The Puripunn is a good place to be lazy in. There is a gym somewhere, but its exact location remains a mystery to us; and, anyway, in this humidity you can break into a sweat simply by turning the pages of your book. Instead, we loll by the pool and order lunch of spicy minced pork and club sandwiches, watching butterflies flit across the water. The hotel is in a lazy part of town, too, across the River Ping from the city proper – tucked down a small, almost rustic lane with ramshackle homes for neighbours. In the afternoon we explore, following a hand-drawn map given to us by our favourite member of staff, Payon, a man so sweet-natured that even a sudden appearance by Chiang Mai’s mythical water dragon would fail to upset him.

Such serpents coil down carved steps at the nearby temple, Wat Gade, and a golden puppy statue, garlanded with flowers, smiles up at us. A roof is being replaced, and a group of women sit in the shade of a tree, hand washing each tile.

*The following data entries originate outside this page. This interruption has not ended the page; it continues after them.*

Issue #213, opened 2026-08-12
Full refit and report publication after uk_07 integration (needs a larger VM)


frankbuckley:
> [!NOTE]
> Drafted by an LLM-based AI tool (Claude Code/Opus 5).

Coordination issue for the full refit and report publication that #212 makes necessary. It cannot be completed on a laptop: **VG11 peaked at 157 GB anon-RSS** in the August run and will not fit in 48 GB. This sets out the state, the sequence, and the gotchas, so the VM run is a checklist rather than a rediscovery.

## Why everything is stale

#212 adds `data/vocab_data_uk_07.csv`. `source_data_hash` fingerprints **every** CSV in `data/`, so all fifteen models of record are invalidated — including the five typically-developing ones, whose analysis frame uk_07 does not touch. The hash cannot express "this source is Down-syndrome only", and that is the correct conservative behaviour rather than a defect.

VG15 is stale twice over: its model graph also changed (`delta_psi`, `tau_psi`, `include_es01_cells`), which `fit_artifacts` detects independently as "The model definition differs from the current registered definition."

## Current state

Eight DS models were already refitted locally from a clean tree at `rep` and are publish-valid, but they were fitted **before** #212's VG15 changes, so the DS pool must be re-run as a set on the VM for a consistent provenance stamp.

| model | state | note |
| --- | --- | --- |
| VG01, VG02, VG05, VG07, VG10, VG14, VG16 | refit locally, valid | re-run on VM for one consistent batch |
| VG09 | refit locally, valid | needed hightune (tune 12000 / draws 8000 / `target_accept` 0.97) |
| VG08 | refit locally | needed **stronger** hightune (tune 16000 / draws 10000 / `target_accept` 0.99); plain `rep` and the August hightune settings both failed the gate |
| VG15 | **must refit** | graph changed in #212 |
| VG03, VG04 | stale | data hash only |
| VG11, VG12, VG13 | stale | data hash + pre-existing soft-tier caveats; publish via `--allow-caveats` |

## Measured timings (48 GB / 12 performance cores, sequential)

VG02 7m · VG01 9m · VG10 16m · VG16 16m · VG07 17m · VG05 17m · VG15 22m · VG14 24m · VG09 hightune 33m · VG08 strong hightune 140m. **DS pool ≈ 5 h sequential.** August's record puts VG11 at 3h29m alone.

## Sequence

[...]

Issue #190, opened 2026-07-31
State of play: item-difficulty workstream complete; refit, owner decisions and report corrections outstanding


frankbuckley:
> [!NOTE]
> Drafted by an LLM-based AI tool (Claude Code/Fable 5).

> [!IMPORTANT]
> **Closed 2026-09-07.** Nothing left here needs a fit. The owner decisions (A, C.2, the proper-noun denominator opened by C.1) and the caveats table gated on them (B, last item) are now tracked in #320; the refit is #289; #147 and #185 are closed. See the closing comment.

Coordination issue for the item-difficulty and Edgin-audit workstream completed 26–27 July 2026. It records what landed, the position it leaves the project in, and the work still outstanding with its dependencies. Individual work items are tracked separately where they already have issues (#281 — which supersedes the since-closed #186 — #185, #147); the untracked items are listed here with checkboxes so they can be split off or actioned directly.

## What landed

| PR | What it did |
| --- | --- |
| #182 | Corrected an inverted headline claim, surfaced the soft convergence caveats, repaired the two ie_01 data defects |
| #183 | Re-billed the item-difficulty work on Rasch sufficiency; audited the `us_01` (Edgin) subset and registered the inverse sensitivity; pre-registered the Route 1 DIF analysis; moved the DuckDB build ahead of pytest in CI |
| #184 | Removed the orphan `us_01` CSV and guarded the source registry |
| #187 | Whole-month expected-count tables and figures for every model |
| #188 | Renamed the misleading `joint_trajectory_hdi` figure |
| #189 | Dependabot: `setup-micromamba` 3.0.0 → 3.1.0 |

`main` is green on every one. The PR queue is empty.

### The item-difficulty question is closed, and closed in an unusual way

The work began as "item exchangeability is false, and therefore the likelihood is questionable". The study owner challenged that framing with the Rasch sufficiency argument, and it held. Item exchangeability **is** false — a model-free hypergeometric test against the three DSE checklists rejects it decisively — but it is **nearly costless for the quantity the models fit**: under a Rasch-type item model the total score is a sufficient statistic for ability, so heterogeneous difficulty can reach a sum-score model only through the distribution of the total, and that channel carries 0.77%–5.27% of total variance in VG10, where even a 40% error moves the total standard deviation by about 1%.

[...]

PR #214, opened 2026-08-12
feat(sensitivity): register the three checks the refit would otherwise miss

frankbuckley:
> [!NOTE]

Three questions a reader will ask of the next published run had no registered variant, so nothing would have run them. Each would otherwise have needed its own VM window after the fact. Registering them costs nothing now and adds six sensitivity fits to the run planned in #213.

## 1. `dse-native-only` (VG10, VG15) — the 810-item reference denominator

Closes the item #190 calls "the highest-value untested model check outstanding".

Every model scores raw counts against `n_trials = 810`, so a 416-item Oxford CDI count enters on a denominator its form never used. That is sound only if the shorter forms hold the easier items — and the sufficiency result in `notes/202607261540` is the proof that no aggregate analysis of these data can test it, since a statistic sufficient for ability carries no information about item composition. So the assumption is probed by deleting the rows that need it, not by modelling it differently.

278 of 1,521 rows survive, from 194 children across ie_01 (its 810 wave only), ie_02, uk_02 (DSE arm only) and uk_06, spanning 9–115 months. Comprehension is least affected — 259 of 987 understood observations survive against 264 of 1,428 spoken — because the short forms are production-heavy.

This one needed a real data path rather than a registry line. Three of the four cross-tab sources read their own CSVs, so a filter on the merged view would never have seen them and uk_07, es_01 and nz_01 would have re-entered through the side door carrying exactly the harmonisation the variant exists to remove. Both engines now gate those blocks, and both print `Non-native-ceiling rows excluded` (1,243 against the current pool) so a variant that stops biting is visible rather than reassuring.

On VG15 the only surviving cross-tab is uk_02's DSE arm — all 56 of its four-cell rows are that form — so `psi` falls back to its single-study branch with no `delta_psi` or `tau_psi`. That is documented on the flag and in the runbook: the variant answers the denominator question and the between-study question together and cannot separate them, so it is a trajectory-shape check, not a `psi` check.

## 2. `tau-psi-narrow` / `tau-psi-wide` (VG15)

`tau_psi_sigma = 1.0` was set from the measured between-study spread, which makes it data-informed rather than externally justified — precisely the condition that created Target 8 for every trajectory anchor. With four informed studies `tau_psi` is weakly identified, so the prior does real work on how far the per-study values shrink toward the reported centre, and therefore on the headline `psi`. Narrow (0.3) forces near-pooling, roughly the pre-2026-08-12 behaviour; wide (2.0) lets each source sit where its own cells put it.

## 3. `psi-drop-es01` / `psi-drop-uk07` (VG15)

Both inclusion flags already document that setting them `False` isolates that source's pull on `psi`. Nothing ran it. Each variant drops one source's cross-tab while keeping its marginals, so U, q and r are unchanged and only the association loses evidence — the contrast attributes movement to that source rather than to "fewer cells in general". es_01 is the one that matters most: 185 of the 434 `psi`-informing rows, and the only source sitting at independence while the other three are well above it.

## Verification

- Both engines build under every new variant; the VG15 native fit correctly takes the single-study `psi` branch (no `tau_psi`, no `z_psi`, `psi_study` still reported).
- Prepared-frame check on the real sources: base 1,431 rows / 323 four-cell from three studies; native 265 rows / 56 from uk_02 only; `psi-drop-es01` 323 → 138 with the row count unchanged; `psi-drop-uk07` 323 → 241.
- New tests cover the filter in isolation, the real pool's surviving counts, the cross-tab gating through the real engine, and that each variant differs from its base.
- Full suite green; ruff, Prettier and cspell clean.

No default changes, so no existing fit is invalidated by this PR.

Refs #190, #213.


frankbuckley:
> [!NOTE]

**Correction to this PR's description.** It says "No default changes, so no existing fit is invalidated by this PR." That is wrong, and the mechanism is worth recording.

`validate_fit` compares the manifest's recorded `model.definition` payload against `normalise_for_json(<current definition>)`. That payload is the **whole field set**, not a description of the model graph — so adding a field re-stales every model on that dataclass even when its default changes nothing about what is sampled:

```
$ python - <<'PY'
from vocab_growth.fit_artifacts import normalise_for_json
from vocab_growth.models.definitions import VG10
import json
cur = normalise_for_json(VG10)
old = json.load(open("output/models/VG10-.../fit_manifest.json"))["model"]["definition"]
print("only in current:", sorted(set(cur) - set(old)))
print("changed values:", {k: (old[k], cur[k]) for k in set(cur) & set(old) if old[k] != cur[k]})
PY
only in current: ['dse_native_only']
changed values: {}
```

So `dse_native_only` landing on `BivariateModelDefinition` and `JointModelDefinition` moved VG05, VG07, VG08, VG09, VG10, VG13, VG15 and VG16 to `The model definition differs from the current registered definition`. VG01 and VG02 are unaffected only because they are univariate.

**Nothing is lost here.** Every one of those models was already invalid on the `source_data_hash` change from #212, and the run tracked in #215 refits all fifteen as one batch for a consistent provenance stamp. The cost of this PR remains the eight sensitivity fits it registers.

The general point is the part worth keeping: **the definition fingerprint is field-set sensitive, not graph sensitive.** An inert flag added to a shared definition class is not free — it invalidates every model on that class. That is the conservative and correct behaviour for a provenance check (it cannot be expected to know which fields are load-bearing), but it means such a field should land with a refit already planned, as this one did, rather than being assumed harmless.

Issue #242, opened 2026-08-23
Correct and revalidate the VG16 cross-lag model


frankbuckley:
> [!NOTE]
> Drafted by an LLM-based AI tool (OpenAI Codex/GPT-5).

## Summary

A code, data and statistical review of VG16 found a definite row-order-dependent lag bug and several model-output and interpretation problems. No estimate should be presented as the current VG16 result until the lag construction is corrected, the estimand is clarified and VG16 is refitted; historical and diagnostic estimates may still be quoted with their provenance and caveats.

The review is documented in `notes/202608231714-vg16-statistical-model-review.md` in [PR #243](https://github.com/dseinternational/vocabulary-growth/pull/243).

## Confirmed defects

- `_compute_prev_wave_lag()` advances its source state row by row rather than by complete child-age groups. When a later recorded age has different-form rows, the result depends on arbitrary tie order. On the current frame, 66 spoken observations from 46 children receive no lag even though they would receive one under a grouped retain-all interpretation: the implementation gives 409 spoken rows a lag, against 475 under that interpretation. A form-selection or collapse policy could produce a different valid total, but the current order-dependent mixture implements neither policy consistently.
- The same lag algorithm is copied into the two VG16 experiment scripts, so the supporting analyses reproduce the defect.
- Subject-marginal spoken predictions use `q_plot`/`q_query` without `beta_lag` or a simulated lag history. They are valid predictions conditional on no usable lag history, but the report presents them as longitudinal/unseen-child marginal predictions without disclosing that conditioning.
- Pointwise understood PSIS-LOO leaves the supposedly held-out understood count embedded in later spoken lag predictors. The reported score is therefore not clean leave-one-understood-out prediction.
- The generic pair plot omits `beta_lag`, despite the report saying that the plot shows its trade-offs with the random-effect scales.

## Statistical and reporting problems

- The population-relative predictor mixes persistent between-child standing with temporary within-child deviation. With independent understood and production-ratio child effects, `beta_lag` can proxy omitted persistent covariance. VG16 can support the sign of its model-conditioned prospective association, but it cannot by itself establish a distinct within-child dynamic, causal mechanism or causal direction.
- The report's claim that the fitted coefficient is a lower bound relies on a classical errors-in-variables correction whose assumptions are not established for a clipped logit Beta-Binomial predictor in this nonlinear multilevel model.
[...]

Issue #238, opened 2026-08-23
Address VG14 and VG15 statistical-review findings


frankbuckley:
> [!NOTE]
> Drafted by an LLM-based AI tool (OpenAI Codex/GPT-5).

## Summary

A read-only review of the current VG14 and VG15 implementations found several confirmed reporting and specification defects, alongside statistical risks that require sensitivity analysis before the VG15 association estimates are treated as publication-ready. VG14 remains appropriately superseded by VG15, but its retained implementation should either be corrected or labelled more explicitly as non-substantive.

## Confirmed defects

- Apply the 72-month understood-vocabulary evidence cap consistently to q, r, p_any, crossover outputs, tests, downstream comparisons, and report lookups.
- Stop reporting the movable tent knot as the actual peak of the full signed-ratio curve. Either rename the estimand or calculate the per-draw peak of the complete curve with boundary diagnostics.
- Centre VG15 understood study effects over understood-informed studies only; nz_01 currently enters the zero-sum constraint despite having no understood likelihood contribution.
- Correct VG15 milestone logic so it detects genuine transitions and treats grid-boundary maxima as censored.
- Recalibrate VG14 dispersion priors if VG14 is retained for inference. The current priors were calibrated for a random-effects graph that VG14 does not contain.
- Correct stale descriptions of the fitted models and validation coverage.

## Statistical validation work

- Quantify the effect of repeated-child dependence in the VG15 composition likelihood using a child-shifted cell model, one-administration-per-child analysis, cluster bootstrap, or equivalent sensitivity.
- Add quantitative validation for cells_obs and nz_prod_cells_obs, including per-source and age-banded posterior predictive checks.
- Add honest child-level held-out assessment for VG15 rather than relying only on marginal pointwise LOO.
- Run multiple current-graph reporting-quality recovery replicates, with particular attention to population and study-specific psi shrinkage.
- Assess whether the four-cell and three-cell likelihoods require separate concentration parameters.

## Acceptance criteria

- Corrected code, tests, reports, and downstream scripts agree on estimands and reporting ages.
- Derived peak and milestone summaries distinguish observed transitions from censored or initially true states.
- A current reporting-quality VG15 fit passes convergence checks.
- Association-likelihood calibration and repeated-child sensitivities are documented with interpretable results.
- Publication-facing text states the supported estimand and remaining limitations without claiming validation that has not been run.

PR #249, opened 2026-08-24
Remove the fit-memory ceiling, register VG21/VG22, and contrast individual growth with the median

frankbuckley:
> [!NOTE]

Twenty-two commits spanning three strands: a memory lever that removes the ceiling on reporting-quality fits, the VG21/VG22 model registrations with VG22's identification fix and rank decision, and two new figures that contrast individual growth with the population median. Everything statistical is either provably inert or recorded with its evidence.

> [!IMPORTANT]
> This branch was cut before the 19 statistical-review commits that landed on `main` on 2026-08-23, and **it conflicts with them in five files**: `docs/models/README.md`, `notes/README.md`, `src/vocab_growth/models/common_bivariate.py`, `src/vocab_growth/models/common_bivariate_re.py`, `tests/test_gp_utils.py`. Every one is an additive collision — both sides appended index rows, tests, or engine changes to the same regions — but they need a merge before this is landable. Upstream's engine commit is explicitly fit-preserving (the HSGP centre was verified equal to the previously computed one), so the merge should not invalidate anything.

## Memory: stop sampling the observation-sized deterministics

Fit memory was dominated by observation-sized deterministics stored per draw, scaling as `n_obs × draws` — VG11's hightune was killed at 247 GB and VG13's `rep` fit plateaued near 178 GB. The engines now pass `var_names` to `pm.sample`, so nutpie never evaluates them. The model graph is untouched, so the draws are identical: on VG10 at `dev`, 48 of 60 shared posterior variables are bit-identical and the other 12 agree to 1e-11, with the stored `log_likelihood` bit-identical to the last element.

Measured on VG10 at `test`: peak RSS 5.45 GB → 3.33 GB, `trace.nc` 2,450 MB → 879 MB, posterior group 2,072 MB → 500 MB. **This is a memory result, not a speed one** — wall time moved about 4%. No `rep`-scale fit has yet been made on the new code, so the extrapolation to the TD pools is exactly that.

One consequence had to be decided rather than absorbed: ArviZ derives PSIS-LOO's `reff` from the mean ESS over *every* variable in the posterior group, so it moved when the storage policy moved (VG10: 0.5613 before, 0.5540 after, 0.9047 over the sampled parameters alone). `reff` is now pinned to the model's free random variables, recorded in the trace, and every `az.loo`/`az.compare` in the project goes through it. A trace that predates the record falls back to ArviZ's convention **and says so out loud**.

## Models: VG21, VG22, and the rank decision

VG21 registers the adopted window-22 specification; VG22 adds a low-rank factor over all four child effects, with `rank` as a definition field because the residual likelihood cannot choose it (rank 2 is within 2.60 on 2 df of rank 3, and rank 3 within 0.0000 of the free 4×4).

VG22's first `rep` run failed its convergence gate on two of three ranks, and the cause is worth reading: the rotational gauge was anchored on `b1u`, the one child effect with no between-child variance. With `tau ≈ 0` that row of the loading matrix is ≈ 0 whatever its direction, so the sign constraint pinned nothing and the chains split into exact mirror modes — 723 parameters over R-hat at rank 2, and a continuous rotation ridge at rank 3. The fix permutes the anchor order onto effects with demonstrated variance and is a pure gauge change: `Σ`, its positive semi-definiteness, `Σ_ii = tau_i²` and the free-parameter counts are all preserved, and the rank-1 graph is identical. **The general lesson is recorded in the note: an identification constraint is only as strong as the parameter it sits on.**

The registered default then moved from rank 2 to rank 3, on the refits rather than the gate: rank 3 cleared the gate on plain `rep` with 8 divergences where rank 2 needed a hightune to reach 18 (178 without one), and the two disagree on the spoken child-slope scale by about 2.8 combined standard errors on shared data. **Not a promotion of VG22 to model of record** — VG20 holds that role and is untouched. Both stored VG22 fits are now stale and neither can be relabelled into its new role, so a canonical rank-3 fit and a rank-2 variant fit are outstanding.

## Marginalising the singleton child effects: exact, and rejected

Integrating out the child effects that only one row ever sees is exact, and the implementation is verified so: equivalence with the explicit arm holds on every shared scalar to |z| ≤ 0.85 and on the published trajectory to 0.00126 in probability. It shrinks the sampled space from 5,850 dimensions to 1,031 and lifts minimum energy BFMI from 0.187 to 0.492 — confirming, with the posterior provably unchanged, that the singleton children really are a substantial part of what suppresses energy exploration in the TD hierarchical models.

**It is not adopted.** Break-even needs a marginalised gradient to cost at most 1.80× an explicit one; it costs 10.5× measured in situ and 22× by microbenchmark, so the explicit arm delivers between 5.9× and 12.2× more effective samples per unit work. The code, the tests and the note stay; `singleton_marginalisation` is `None` on every registered definition, so no fitted output is affected. One pre-registered prediction was falsified and is recorded as such — divergences rose 20 → 48 rather than falling — and doubling the quadrature nodes leaves the answer alone while making the sampling worse, so the node count is a tuning parameter with a cost on both sides rather than a free accuracy dial.

## Figures: individual growth against the median

Two overlays on the median-trend plots. The observed one joins each child's own observations for children with three or more administrations. Its hazard is the recording form: the Down syndrome pool spans item counts from 396 to 810 and roughly half the multi-visit children change form, so a child near the ceiling of a short form can record *fewer* words on a longer one a month later — one child here scores 393 understood on a 416-item form at 47 months and 347 on an 810-item form at 48. Segments are therefore solid within one form and **dashed across a change**, near-ceiling observations are marked, and the legend states the figure's own composition.

The predictive one draws the trajectories the bands only summarise. The draws were already coherent — `sample_posterior_predictive` reuses one child effect across the grid on purpose, with the right construction for each model — and that structure was being discarded at summary time. What is drawn is the *expected* unseen-child curve rather than `y_*_plot`, because the stored counts carry noise drawn independently at each grid point that moves ~90 words between adjacent points against ~1.3 for the curve beneath.

Together they show something worth looking at: VG20's predicted children preserve rank order almost perfectly (0.9916 between 20 and 60 months), which is what an intercept-only child effect implies, while the observed children visibly differ in steepness. That is the clearest argument yet for the child-slope structure VG19 and VG22 carry.

## Three defects fixed that misreported rather than failed

- `aggregate_summary` died on every run with `TypeError: 'tuple' object is not callable` — `groups` is a property on ArviZ 1.x's `DataTree`. **Dropping the parentheses would have been worse than the crash**: the entries are paths, so the membership test finds nothing and every model is reported as having no divergences, indistinguishable from a model that genuinely never diverged.
- `loo_compare` printed the high Pareto-k count but never judged it. VG11's first LOO put 8,815 of 18,522 observations above k = 0.7 with p_loo = 10,720 and the row still entered the table looking like any other. The degeneracy tracks subject random effects exactly — 0% for every model without them, 30–49% for every model with them — so the notice fires past a fifth and points at leave-one-subject-out.
- `compare_ds_td_re` labelled console rows with the age *requested* rather than the one read, so every run printed a "30 mo" row carrying 25-month numbers. The CSVs were never affected.

## Verification

**957 passed, 45 skipped.** Ruff, Prettier and CSpell clean. The marginalisation carries 29 tests including density agreement with PyMC to 1e-9 and fine-grid integration; the figures carry 23 including a `max_age_months` alignment test verified by deleting the guard and watching it fail. All 18 fits of record were checked field-for-field against the current definitions before the VG22 change, and the two VG22 fits it invalidates are named above.


frankbuckley:
> [!NOTE]

`main` is merged in (2944e4c) and the PR is now **MERGEABLE**. Two of the five conflicts were semantic rather than textual — they merged cleanly as text and clashed in meaning — so recording what the resolution decided, because a reviewer would otherwise have to reconstruct it.

**`src/vocab_growth/models/common_bivariate.py` — a clean text merge that was wrong.** The merge auto-restored `extra_trace_var_names = ("kappa_u_obs", "kappa_s_obs")` from `main`, naming two variables this branch stopped sampling in 6c054bb. Resolved by keeping `main`'s restructured cross-lag diagnostics — suppressed understood LOO, reordered pair plot — and dropping the `extra_trace_var_names` machinery along with the variables it names. The model graph still defines those deterministics; they are simply not in `var_names` any more, so nothing else changes.

**`docs/models/README.md` — the important one.** Every row appeared to conflict, which turned out to be Prettier padding the table to this branch's longer VG22 row. Only three rows differ in content — VG09, VG16 and VG20 — and **`main` is right in all three**. In particular VG16: `main` withdraws the `beta_lag` = **+0.203** headline pending #242, while this branch still quoted it. Resolving in favour of "ours" would have silently restored a withdrawn statistical result. Took `main`'s table wholesale and appended only the two new VG21/VG22 rows.

The remaining three were genuinely additive: both sides appended rows to the notes index (merged and re-sorted into the table's ascending-timestamp convention), both appended test blocks to `tests/test_gp_utils.py` (both kept), and both added a condition to the same `if` in `common_bivariate_re.py` — `main`'s cross-lag flag and this branch's Down-syndrome-population scope, both kept. The population test is the one that matters there: it keeps the `survey_vocab_max` request off the typically-developing frame, which is built from a Wordbank query that never produces the column.

## Fit validity after the merge, checked rather than assumed

`main`'s engine commit states it is fit-preserving. Verified against every stored manifest: **16 of 18 fits still validate** field-for-field against the merged definitions. The two that do not are both deliberate, and neither is a merge artefact:

| fit | invalidated by | why |
| --- | --- | --- |
| `VG22-…-anchored-factor` | this branch (73dad85) | the registered default moved from rank 2 to rank 3 |
| `VG16-…-crosslag` | `main` (91f07c2) | cross-lag sources reassigned per child-age wave, consistent with withdrawing its headline |

## One local-only test failure, not a CI one

Three `tests/test_reporting_age_policy.py` cases fail locally for VG14/VG15, and they are stale stored output meeting `main`'s new sign-ratio cap rule from 565a769 (#238) — the artefacts on this machine were written 2026-08-22, before it. This branch touches neither `reporting_ages.py` nor that test, and the merged emitters do trim with `max_age_for_sign_ratio` correctly, so the code is right and the files are old.

Worth one caveat for whoever clears them: `regenerate_plots.py` is **not** enough. Regenerating VG14 rewrote `modality_trajectories.csv` and fixed that case, but left `posterior_summary_r.csv` and `posterior_summary_p_any.csv` at their 2026-08-22 contents, still running to 84 against a cap of 72 — exactly the two tables `reporting_ages.max_age_for_sign_ratio` names as having been trimmed with the wrong cap. Those are fit-stage artefacts, so clearing them needs a refit.

None of this reaches CI: the affected cases are `skipif(not FITTED)` and parametrised over models found on disk, and CI has no `output/models/`. Which is also why the defect could land with its test green.

## Still outstanding, and not blocking review

VG22's canonical rank-3 fit and its rank-2 variant fit, both invalidated by the rank move above. Neither can be produced by relabelling the existing output: `validate_fit_output` compares the whole recorded definition, and the sensitivity machinery writes its suffix into both `config_name` and `banner`, so the stored rank-3 fit differs from the new canonical in exactly those two fields despite an identical graph. Same precedent VG21 sits under.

There’s a temple museum, which sounds dusty and dull; but inside we’re greeted by a white-bearded wooden head – a Santa of the tropics – and a collection of curiosities. Among ancient bicycles and typewriters is Mrs Smith’s favourite cabinet, labelled simply, ‘Bits of wood that look like elephant’. We walk out, and on, past age-blackened timber buildings along the river, and cross a footbridge to the flower market, where blooms for golden puppies and their owners are painstakingly threaded together. We return to the Puripunn in time for sausages.

As Mrs Smith notes, you can always trust a place that does a good banger, and I have to agree, mentally adding Chiang Mai to Toulouse and Cumberland as places that can be trusted. The sausage here is dark and spicy, served with a fiery beef dip peppered with red flecks of chilli, and what look curiously like pork scratchings – curls of crispy saltiness. We sit outside in the night air with a bottle of chilled white wine, and wonder what to do with the rest of our time at the Puripunn. There are buggies at hand to take us into town for the Sunday Market, and our hand-written map suggests several bars for cocktails. There is Doi Suthep, the golden hillside temple, to visit, ancient ruins to explore and local noodle dishes to taste. For the moment, though, we’ll just return to our chandelier bathtub and see where fate takes us.